* [Assigned task]: Could you return the full listing below exactly as it appears?

* [Data for the task]:

PR #1746, opened 2023-01-17
fix(internet): fix invalid emails in some locales

### LINKED ISSUE #1739: Generated email addresses are sometimes invalid in certain locales

Sometimes the generated email addresses are invalid in certain locales:

- https://github.com/faker-js/faker/actions/runs/3921031720/jobs/6703049173
- https://github.com/faker-js/faker/actions/runs/3920956127/jobs/6703052613

There are actually two different errors here:

- The email address contains invalid characters
- The email address is too long

### Suggested solution

1. Replace all invalid characters
2. Limit the length of the generated e-mail address

### Alternative

_No response_

### Additional context

(There might be a different issue with the input data as well, but the method should generate valid addresses nevertheless.)

matthewmayer:
fix #1739


src/modules/internet/index.ts
```diff
@@ -84,6 +84,8 @@ export class InternetModule {
       );
 
     let localPart: string = this.userName(firstName, lastName);
+    // The local part of an email address is limited to 64 chars per RFC 3696
+    localPart = localPart.substring(0, 64);
```
ST-DDT: I think we should limit usernames as well.

Also I think we shouldn't use 64 as the max.
I'm not yet whether or not 64 as a fixed max is bad in general (as I have never seen such a long username) or if we should use a ranged max length (e.g. 5-64) to ensure that we have different lengths for all locales.

What do you think?

ST-DDT:
FFR: This fixes only one of two problems in #1739 .

src/modules/internet/index.ts
matthewmayer: 64 is only likely to be hit in very obscure cases, such as Maldivian (dv) and Georgian (ge) where we have longish names in a script with high Unicode char values and no transliterations. I think we could reduce it to say 50 for these exceptional cases (and in the long run add better transliterations).

I ran a quick script to look for invalid emails and emails with very long usernames, it only found `dv` and `ge` plus a few errors in `el` and `fa` which appear to be errors in the original data (names with parentheses inside) which i can fix manually in the source data.

```js
const { faker } = require("@faker-js/faker")
const validator = require("validator")
let allLocales = Object.keys(faker.locales)
for (let l of allLocales) {
    faker.locale = l
    for (let i = 0;i<1000;i++) {
        let email = faker.internet.email()
        if (!validator.isEmail(email) || email.split("@")[0].length > 50) {
            console.log(l, email)
        }
    }
    
}
```

matthewmayer:
> FFR: This fixes only one of two problems in #1739 .

do you have an example of an invalid email address which is still generated?

matthewmayer:
> remove names with () in them

ah looks like that was the problem in `el` which i fixed in this commit https://github.com/faker-js/faker/pull/1746/commits/58dfab49c0fc663a600adeb75c4e9a1b0ac34812

ST-DDT:
Can you also add a filter that removes all invalid characters from the local part, so it still generates a valid email even if the given name/firstname are invalid? Please also add a test for both too long names and invalid characters.

src/modules/internet/index.ts
```diff
@@ -84,6 +84,13 @@ export class InternetModule {
       );
 
     let localPart: string = this.userName(firstName, lastName);
+    // Strip any special characters from the local part of the email address
+    // This could happen if invalid chars are passed in manually in the firstName/lastName
+    localPart = localPart.replace(/[^A-Za-z0-9._+\-\']+/g, '');
+
+    // The local part of an email address is limited to 64 chars per RFC 3696
+    // We limit to 50 chars to be more realistic
+    localPart = localPart.substring(0, 50);
```
ST-DDT, line 100: Should we move this to the username method instead?

ST-DDT (dismissed):

src/modules/internet/index.ts
matthewmayer: i feel the limitation on email addresses length is specific to email, so it should be there. Username could be something like a forum username which could in theory be longer. But i dont have very strong feelings either way.

ejcheng (dismissed):

src/modules/internet/index.ts
```diff
@@ -84,6 +84,13 @@ export class InternetModule {
       );
 
     let localPart: string = this.userName(firstName, lastName);
+    // Strip any special characters from the local part of the email address
+    // This could happen if invalid chars are passed in manually in the firstName/lastName
+    localPart = localPart.replace(/[^A-Za-z0-9._+\-\']+/g, '');
```
xDivisionByZerox: This replacement gets rig of a lot of characters that are valid according to [RFC 3696](https://www.rfc-editor.org/rfc/rfc3696#section-3).

> Without quotes, local-parts may consist of any combination of
 alphabetic characters, digits, or any of the special characters
> ! # $ % & ’ * + - / = ? ^ _ ‘ . { | } ˜

test/internet.spec.ts
```diff
@@ -156,6 +156,25 @@ describe('internet', () => {
...
+          // e.g. ElizabethAlexandraMaryJaneAnnabelVictoria.SmithJon@yahoo.com
+          expect(email).toSatisfy(validator.isEmail);
+          const localPart = email.split('@')[0];
+          expect(localPart.length).toBeLessThanOrEqual(50);
+        });
+
+        it('should return a valid email for names with invalid chars', () => {
+          const email = faker.internet.email('Matthew (Matt)', 'Smith');
+          // should strip invalid chars
+          // e.g. MatthewMatt_Smith@yahoo.com
```
xDivisionByZerox, line 174: A valid value could also be something like this: `"Matthew Matt_Smith"@yahoo.com`.
As stated in [RFC 3696 Section 3](https://www.rfc-editor.org/rfc/rfc3696#section-3):
> Blank spaces may also appear, as in Fred\ Bloggs@example.com [...] "Fred Bloggs"@example.com

What I want to say is, do we support spaces? Do we WANT to support spaces? Since it is in theory valid, I (as a customer) would like to see this edge case pop up in one of my test cases. But that might only be me.

ST-DDT: I have never seen e-mail addresses with spaces.

src/modules/internet/index.ts
matthewmayer: I kept only the chars that realistically appear in email addresses

Other chars, while theoretically allowed by the RFC are frequently rejected by other software, so I think it causes more harm than good to include them.

test/internet.spec.ts
matthewmayer: If you want to test full compliance to the RFC I think there are better ways to do that. Faker should return realistic data not "data we think might break stuff" - like we could have a FirstName which is 10000 characters long to check if you're performing validation on your names. But I think that's out of the scope of faker.

Shinigami92: Even when I would implement a real world app using email, I would forbid using a space inside an email 🙅
Kill it with 🔥 
Totally agree using `_` instead

src/modules/internet/index.ts
xDivisionByZerox: Understood 👍 
In that case, I'd argue that we don't require the apostrophe character (`'`) either. At least I have never seen an email with one.

matthewmayer: I tend to agree. It's theoretically allowed but say gmail doesn't let you create an email with '

https://support.google.com/mail/answer/9211434?hl=en

And it seems to causes issues in office365
https://learn.microsoft.com/en-us/answers/questions/325540/emails-with-an-apostrophe-in-the-address-fail-to-d

xDivisionByZerox: Currently, the RegEx allows `'` to pass. 
```ts
"abcdABCD1234!?:-._'".replace(/[^A-Za-z0-9._+\-\']+/g, '');
// abcdABCD1234-._' <-- still here
```

I'm confused^^ or was that your way of saying "I will remove the apostrophe from the RegEx"?

matthewmayer: Yes, I agree to remove it from the regex

ST-DDT (approved):

xDivisionByZerox (approved):

Shinigami92 (approved):
LGTM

* [Written answer]:
PR #1746, opened 2023-01-17
fix(internet): fix invalid emails in some locales

### LINKED ISSUE #1739: Generated email addresses are sometimes invalid in certain locales

Sometimes the generated email addresses are invalid in certain locales:

- https://github.com/faker-js/faker/actions/runs/3921031720/jobs/6703049173
- https://github.com/faker-js/faker/actions/runs/3920956127/jobs/6703052613

There are actually two different errors here:

- The email address contains invalid characters
- The email address is too long

### Suggested solution

1. Replace all invalid characters
2. Limit the length of the generated e-mail address

### Alternative

_No response_

### Additional context

(There might be a different issue with the input data as well, but the method should generate valid addresses nevertheless.)

matthewmayer:
fix #1739


src/modules/internet/index.ts
```diff
@@ -84,6 +84,8 @@ export class InternetModule {
       );
 
     let localPart: string = this.userName(firstName, lastName);
+    // The local part of an email address is limited to 64 chars per RFC 3696
+    localPart = localPart.substring(0, 64);
```
ST-DDT: I think we should limit usernames as well.

Also I think we shouldn't use 64 as the max.
I'm not yet whether or not 64 as a fixed max is bad in general (as I have never seen such a long username) or if we should use a ranged max length (e.g. 5-64) to ensure that we have different lengths for all locales.

What do you think?

ST-DDT:
FFR: This fixes only one of two problems in #1739 .

src/modules/internet/index.ts
matthewmayer: 64 is only likely to be hit in very obscure cases, such as Maldivian (dv) and Georgian (ge) where we have longish names in a script with high Unicode char values and no transliterations. I think we could reduce it to say 50 for these exceptional cases (and in the long run add better transliterations).

I ran a quick script to look for invalid emails and emails with very long usernames, it only found `dv` and `ge` plus a few errors in `el` and `fa` which appear to be errors in the original data (names with parentheses inside) which i can fix manually in the source data.

```js
const { faker } = require("@faker-js/faker")
const validator = require("validator")
let allLocales = Object.keys(faker.locales)
for (let l of allLocales) {
    faker.locale = l
    for (let i = 0;i<1000;i++) {
        let email = faker.internet.email()
        if (!validator.isEmail(email) || email.split("@")[0].length > 50) {
            console.log(l, email)
        }
    }
    
}
```

matthewmayer:
> FFR: This fixes only one of two problems in #1739 .

do you have an example of an invalid email address which is still generated?

matthewmayer:
> remove names with () in them

ah looks like that was the problem in `el` which i fixed in this commit https://github.com/faker-js/faker/pull/1746/commits/58dfab49c0fc663a600adeb75c4e9a1b0ac34812

ST-DDT:
Can you also add a filter that removes all invalid characters from the local part, so it still generates a valid email even if the given name/firstname are invalid? Please also add a test for both too long names and invalid characters.

src/modules/internet/index.ts
```diff
@@ -84,6 +84,13 @@ export class InternetModule {
       );
 
     let localPart: string = this.userName(firstName, lastName);
+    // Strip any special characters from the local part of the email address
+    // This could happen if invalid chars are passed in manually in the firstName/lastName
+    localPart = localPart.replace(/[^A-Za-z0-9._+\-\']+/g, '');
+
+    // The local part of an email address is limited to 64 chars per RFC 3696
+    // We limit to 50 chars to be more realistic
+    localPart = localPart.substring(0, 50);
```
ST-DDT, line 100: Should we move this to the username method instead?

ST-DDT (dismissed):

src/modules/internet/index.ts
matthewmayer: i feel the limitation on email addresses length is specific to email, so it should be there. Username could be something like a forum username which could in theory be longer. But i dont have very strong feelings either way.

ejcheng (dismissed):

src/modules/internet/index.ts
```diff
@@ -84,6 +84,13 @@ export class InternetModule {
       );
 
     let localPart: string = this.userName(firstName, lastName);
+    // Strip any special characters from the local part of the email address
+    // This could happen if invalid chars are passed in manually in the firstName/lastName
+    localPart = localPart.replace(/[^A-Za-z0-9._+\-\']+/g, '');
```
xDivisionByZerox: This replacement gets rig of a lot of characters that are valid according to [RFC 3696](https://www.rfc-editor.org/rfc/rfc3696#section-3).

> Without quotes, local-parts may consist of any combination of
 alphabetic characters, digits, or any of the special characters
> ! # $ % & ’ * + - / = ? ^ _ ‘ . { | } ˜

test/internet.spec.ts
```diff
@@ -156,6 +156,25 @@ describe('internet', () => {
...
+          // e.g. ElizabethAlexandraMaryJaneAnnabelVictoria.SmithJon@yahoo.com
+          expect(email).toSatisfy(validator.isEmail);
+          const localPart = email.split('@')[0];
+          expect(localPart.length).toBeLessThanOrEqual(50);
+        });
+
+        it('should return a valid email for names with invalid chars', () => {
+          const email = faker.internet.email('Matthew (Matt)', 'Smith');
+          // should strip invalid chars
+          // e.g. MatthewMatt_Smith@yahoo.com
```
xDivisionByZerox, line 174: A valid value could also be something like this: `"Matthew Matt_Smith"@yahoo.com`.
As stated in [RFC 3696 Section 3](https://www.rfc-editor.org/rfc/rfc3696#section-3):
> Blank spaces may also appear, as in Fred\ Bloggs@example.com [...] "Fred Bloggs"@example.com

What I want to say is, do we support spaces? Do we WANT to support spaces? Since it is in theory valid, I (as a customer) would like to see this edge case pop up in one of my test cases. But that might only be me.

ST-DDT: I have never seen e-mail addresses with spaces.

src/modules/internet/index.ts
matthewmayer: I kept only the chars that realistically appear in email addresses

Other chars, while theoretically allowed by the RFC are frequently rejected by other software, so I think it causes more harm than good to include them.

test/internet.spec.ts
matthewmayer: If you want to test full compliance to the RFC I think there are better ways to do that. Faker should return realistic data not "data we think might break stuff" - like we could have a FirstName which is 10000 characters long to check if you're performing validation on your names. But I think that's out of the scope of faker.

Shinigami92: Even when I would implement a real world app using email, I would forbid using a space inside an email 🙅
Kill it with 🔥 
Totally agree using `_` instead

src/modules/internet/index.ts
xDivisionByZerox: Understood 👍 
In that case, I'd argue that we don't require the apostrophe character (`'`) either. At least I have never seen an email with one.

matthewmayer: I tend to agree. It's theoretically allowed but say gmail doesn't let you create an email with '

https://support.google.com/mail/answer/9211434?hl=en

And it seems to causes issues in office365
https://learn.microsoft.com/en-us/answers/questions/325540/emails-with-an-apostrophe-in-the-address-fail-to-d

xDivisionByZerox: Currently, the RegEx allows `'` to pass. 
```ts
"abcdABCD1234!?:-._'".replace(/[^A-Za-z0-9._+\-\']+/g, '');
// abcdABCD1234-._' <-- still here
```

I'm confused^^ or was that your way of saying "I will remove the apostrophe from the RegEx"?

matthewmayer: Yes, I agree to remove it from the regex

ST-DDT (approved):

xDivisionByZerox (approved):

Shinigami92 (approved):
LGTM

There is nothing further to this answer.